Naomi Klein, 'green' advocate, is one of the top influential environmental critics and academic activists today, which you can search on her if you wish. She has immense influence in some spheres of society. I find it interesting how she is one not afraid to talk about her feelings, especially as a mom of a seven year old child. Yet in this recent article "How I Get It Done: Writer and Activist Naomi Klein" (Oct. 14, 2019) she talks about the importance of bringing more over grief and rage into her public talks and educational practice. She also puzzles about how to do that. She declares the oppression women in public positions have and to be successful they often learned to be "calm" in their challenges to the males in power and in our institutions, in order to gain their approval and gain power in positions of economic gain for themselves professionally. However, with the severity of the climate crisis, Klein is reconsidering and wants to be more fierce, even if it brings up people's fear of her and what she is talking about. Admirable as that desire is, I question her defense for herself in this Oct. 14th article where she says: "I truly don't give a shit [anymore] whether I'm taken seriously by people I don't respect." (p. 1) OKAY, but what Klein is not admitting is that she is stirring up fear, if not terror, by her teachings and actions. Can she justify ethically "I truly don't give a shit..." raising such fear and terror that she does and that climate change debates arise? Is she going to be that heartless? Cold? Sober? towards her 'enemies' (e.g., those that may not respect her, but also those who are terrified of her?)... big questions, with ethical import and more so they are big questions that relate to fear management/education in the 21st century (my 'baby')...

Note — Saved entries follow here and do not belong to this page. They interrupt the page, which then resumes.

PR #21344, opened 2026-09-02
Docs review v3: SLA sweep (dark behind REVIEW_V3_SLA)

CamSoper:
Phase 5 machinery of the docs-review v3 rollout, split out of #21340 to keep that PR inside the 15k-line review budget. Stacked on the machinery branch.

`scripts/review-v3/sla-sweep.py` + `review-sla-sweep.yml`: clocks derived fresh each sweep from the GitHub timeline (reviewer-stalled → one escalation per epoch; author-stalled → warn at 14 days, close at 21 only if warned ≥ 7 days earlier; legacy PRs never closed). The job runs only while `REVIEW_V3_SLA == '1'`; a manual dispatch defaults to `dry_run`. Merging changes nothing.

Verification: `--self-test` + pytest (business-day math, canned timelines, idempotency, never-close-unclassifiable); harness + lint green on the stack.

### DIFF
--- a/.github/workflows/review-sla-sweep.yml
+++ b/.github/workflows/review-sla-sweep.yml
@@ -110,7 +110,7 @@ jobs:
           if [ -n "$BUCKET" ]; then
             echo "evidence_uri=s3://$BUCKET/pr-review" >> "$GITHUB_OUTPUT"
           else
-            echo "::warning::state bucket output unavailable; sla-sweep.py will degrade to local-only state"
+            echo "::warning::state bucket output unavailable; sla-sweep.py forces DRY-RUN this cycle (mutations without durable state would repeat every sweep)"
           fi
 
       # Comment-noise safety: a manual dispatch always honors its own
--- a/.github/workflows/review-sla-sweep.yml
+++ b/.github/workflows/review-sla-sweep.yml
@@ -1,0 +1,147 @@
+name: Review SLA sweep
+
+# The v3 review workflow's clocks: machine-enforced reviewer-wait SLAs
+# (one-shot escalation) and author-staleness warn/close. scripts/review-v3/
+# sla-sweep.py is the deterministic evaluator (no model, no PR code
+# checkout — it reads PR state through the GitHub API only); this workflow
+# gathers credentials, resolves the S3 evidence-layer bucket, and runs it.
+# See scripts/review-v3/README.md and .github/review-routing.yml (the `sla:`
+# and `author_staleness:` blocks) for the policy this enforces.
+#
+# SINGLE SWITCH — the REVIEW_V3_SLA repo variable gates BOTH whether the
+# scheduled job runs at all AND whether it's allowed to mutate anything:
+#   unset / anything but '1' -> the schedule no-op-skips the job entirely
+#     (job-level `if:`), so an unconfigured repo spends nothing here.
+#   '1' -> the schedule runs for real (comments, labels, closes, escalates).
+# workflow_dispatch always runs regardless of the variable (the testing
+# path), and always honors its own `dry_run` input rather than the
+# variable — a manual run never needs the switch flipped to preview safely.
+#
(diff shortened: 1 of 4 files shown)


CamSoper:
@claude #update-review

Fixed all five:

- L477: `classify_waiting_state` now carries the newest `CHANGES_REQUESTED` timestamp out in `extra`; `process_author_time` clocks idle time from `max(last author activity, that review)`, and the nudge says "a reviewer has requested changes" when there is no finding count. New test covers the CHANGES_REQUESTED-only path (2 idle days, not 20; then the warn fires 13 days later with the right copy).
- L328: committer date first, author date as fallback, with a test.
- L483: `process_author_time` / `process_reviewer_time` run inside the same per-PR `except Exception` guard the reads use — one `gh` failure skips that PR (state unsaved, error in the run record) and the rest of the sweep continues; test with a flaky `add_label`. The README now says to create `review:author-stalled` before flipping the switch.
- L618: the stale-warn cleanup also runs on the `kind is None` branch, so the label can't leak on a PR that resolved to mechanical; test added.
- L104: README paragraph on `REVIEW_V3_SLA`, the `pr-review/state/` and `pr-review/runs/` prefixes, and the label step, right beside the Sentinel switch.

CamSoper:
@claude #update-review

Both new items fixed:

- L504: label add/remove now go through `_try_label` (best-effort, logged); comments and closes stay fatal for that PR only. The warn record is therefore always persisted alongside the comment that earned it. `test_mutation_failure_does_not_abort_the_sweep` now asserts exactly one comment on PR 1 across two consecutive sweeps while `add_label` keeps failing (and no retry storm), and a new `test_comment_failure_is_fatal_for_that_pr_only` pins the other half.
- L117: the two sentinel sentences are back at the end of the `REVIEW_V3_SENTINEL` paragraph; the SLA paragraph now ends at the label step.

CamSoper:
@claude #update-review

L746 fixed: `resolve_mutation_mode()` forces dry-run whenever `PR_REVIEW_EVIDENCE_URI` is unset and `--allow-local-state` (a developer-machine override, never used by the workflow) isn't given, and the run record carries `forced_dry_run` with the reason. The workflow's bucket-unresolved warning now says the cycle runs dry. Tests: the mode table, plus `main()` end to end with a stalled PR and no URI posting nothing.

CamSoper:
@claude #update-review

Both fixed:

- L433: `save_state` now returns whether the durable copy landed; the sweep writes `state_persisted: false` onto the action (with a warning) instead of the run record claiming the warn stuck. One layer earlier, `durable_state_writable()` round-trips a probe object through the state prefix before any non-dry run, and `resolve_mutation_mode` forces dry-run when the bucket resolved but the write didn't land — so a runner that can't persist never mutates in the first place. Tests: a failing upload is recorded on the action; the probe gates real runs both ways.
- L435: the standalone harness binds its list inside `run_standalone()` (it was running 12 of 19), skips fixture-taking tests by signature with a note, and counts a crash as a failure. `--self-test` now reports 19 ok + 2 skipped.

CamSoper:
@claude #update-review

L682: the no-clock branch now emits the same `warn` as the changed-PR path when its state write doesn't land, so `state_persisted` means one thing everywhere. The adjacent note about `test_sentinel.py`'s module-level test list is being fixed where that file lives, in #21340.

CamSoper:
@claude #update-review

No code change: rebased onto the current machinery tip to clear the README conflict. This branch's README now carries the full rollout paragraph as it will read once the whole stack lands (the one-sentence `REVIEW_V3_BOT_PRS` note belongs to #21342; it is here verbatim so that whichever sibling merges second merges cleanly).

CamSoper:
@claude #update-review

L115: right, and thank you for running it. Fixed on the other side: #21342's README is now byte-identical to this branch's (both equal the union text, same wrapping), and `git merge-tree` on the live objects is clean in both landing orders. No change on this branch.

Klein has led often the populist "feelings" (perception) of an absolute "emergency time" (seemingly a neurotic relationship to linear time) frame to overall existence. This is very common amongst environmentalists and now especially the climate activists. Some of which is rational and some which I find is irrational and not helpful to create a truly educative environment of learning. With the neurotic (obsessive, fetish) re: time, people like Klein are prone to propaganda pedagogies because of the way they manage fear-- that is, manage terror/time/mortality/extinction. In the Oct. 14th article she also says "I don't want to be out there [in public as an environmental or climate activist] making people terrified of nature." And, I think this is quite a problematic positioning she has put herself into because nature is also the future, and both are under massive assaults today due to global warming phenomena amongst other ecological crises of grandeur proportion. Thus eco-anxeity, eco-fear, eco-terror, call it what you will cannot be avoided. The question remains as to how Klein and others are going to deal with their need to express grief and rage as activists because of the way things are and the way the power institutions and people players are not acting fast enough and strong enough to the crisis (i.e., the eco- "emergency").

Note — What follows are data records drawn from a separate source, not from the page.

PR #21345, opened 2026-09-02
Fix empty tutorial collection pages with section-only members

cnunciato:
The `/tutorials/learn-pulumi/` collection page currently renders no tutorials: 

image

This is happening because the rendering logic uses `.Pages`, which excludes `_index.md` section members once the sitemap `.RegularPagesRecursive` lastmod rollup added in #21036 evaluates on the term first — so any collection whose members are all sections (learn-pulumi) came up empty. Iterating the `collections` taxonomy object instead retains section members and orders them by `collections_weight`. 

Fortunately the pages themselves are still there, so there shouldn't be any significant impact to SEO here (since they're all already indexed and crawlable); this is just a temporary blip in reachability from overview pages.

Also restores the `esc-github` member that was silently missing from `/tutorials/pulumi-esc/` for the same reason.

### DIFF
--- a/layouts/taxonomy/collection.html
+++ b/layouts/taxonomy/collection.html
@@ -32,7 +32,15 @@
                     <div class="mt-8 mb-12">
                         <ul class="flex flex-col lg:flex-row lg:flex-wrap list-none p-0 rounded-md">
                             {{ $perRow := 3 }}
-                            {{ range $index, $item := .Pages }}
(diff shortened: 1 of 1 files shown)


CamSoper (approved):
Automated rubber stamp approval applied :shipit: -- [What is this?](https://app.notion.com/p/3adfdbdf1cce81bc946be3b4ffacd28d)

---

Her few times she ventures into writing about fear management (e.g., in her book "This Changes Everything") I find are quite simplistic and she doesn't give her readers more than usually her own opinion how to handle eco-fear. I wonder if she is too terrified herself to expand her fear imaginary and her fear management/education? I wonder if most all environmental activists fall into this narrowed way of thinking about the core of the problem that is taking humanity towards and over the cliff--the Fear Problem. Klein and her compatriots typically have no interest in or awareness of a meta-theory of fear and fearlessness.